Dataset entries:
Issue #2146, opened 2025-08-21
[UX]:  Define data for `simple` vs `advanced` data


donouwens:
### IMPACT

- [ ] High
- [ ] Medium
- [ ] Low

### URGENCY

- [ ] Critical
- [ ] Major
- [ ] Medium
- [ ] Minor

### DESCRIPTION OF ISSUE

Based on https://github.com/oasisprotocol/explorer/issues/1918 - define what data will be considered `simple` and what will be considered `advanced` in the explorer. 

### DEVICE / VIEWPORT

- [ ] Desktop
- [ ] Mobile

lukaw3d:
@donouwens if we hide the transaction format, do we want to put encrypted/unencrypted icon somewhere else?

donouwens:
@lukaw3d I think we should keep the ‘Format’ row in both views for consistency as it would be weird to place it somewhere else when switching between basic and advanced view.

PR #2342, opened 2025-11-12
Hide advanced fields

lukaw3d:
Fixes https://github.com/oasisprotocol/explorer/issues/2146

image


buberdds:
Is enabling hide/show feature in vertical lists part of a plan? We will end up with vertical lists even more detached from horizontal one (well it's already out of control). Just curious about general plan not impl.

THE PROBLEM: Look through the entries and return every line where "github" appears.

ANSWER AREA:
Based on https://github.com/oasisprotocol/explorer/issues/1918 - define what data will be considered `simple` and what will be considered `advanced` in the explorer. 
Fixes https://github.com/oasisprotocol/explorer/issues/2146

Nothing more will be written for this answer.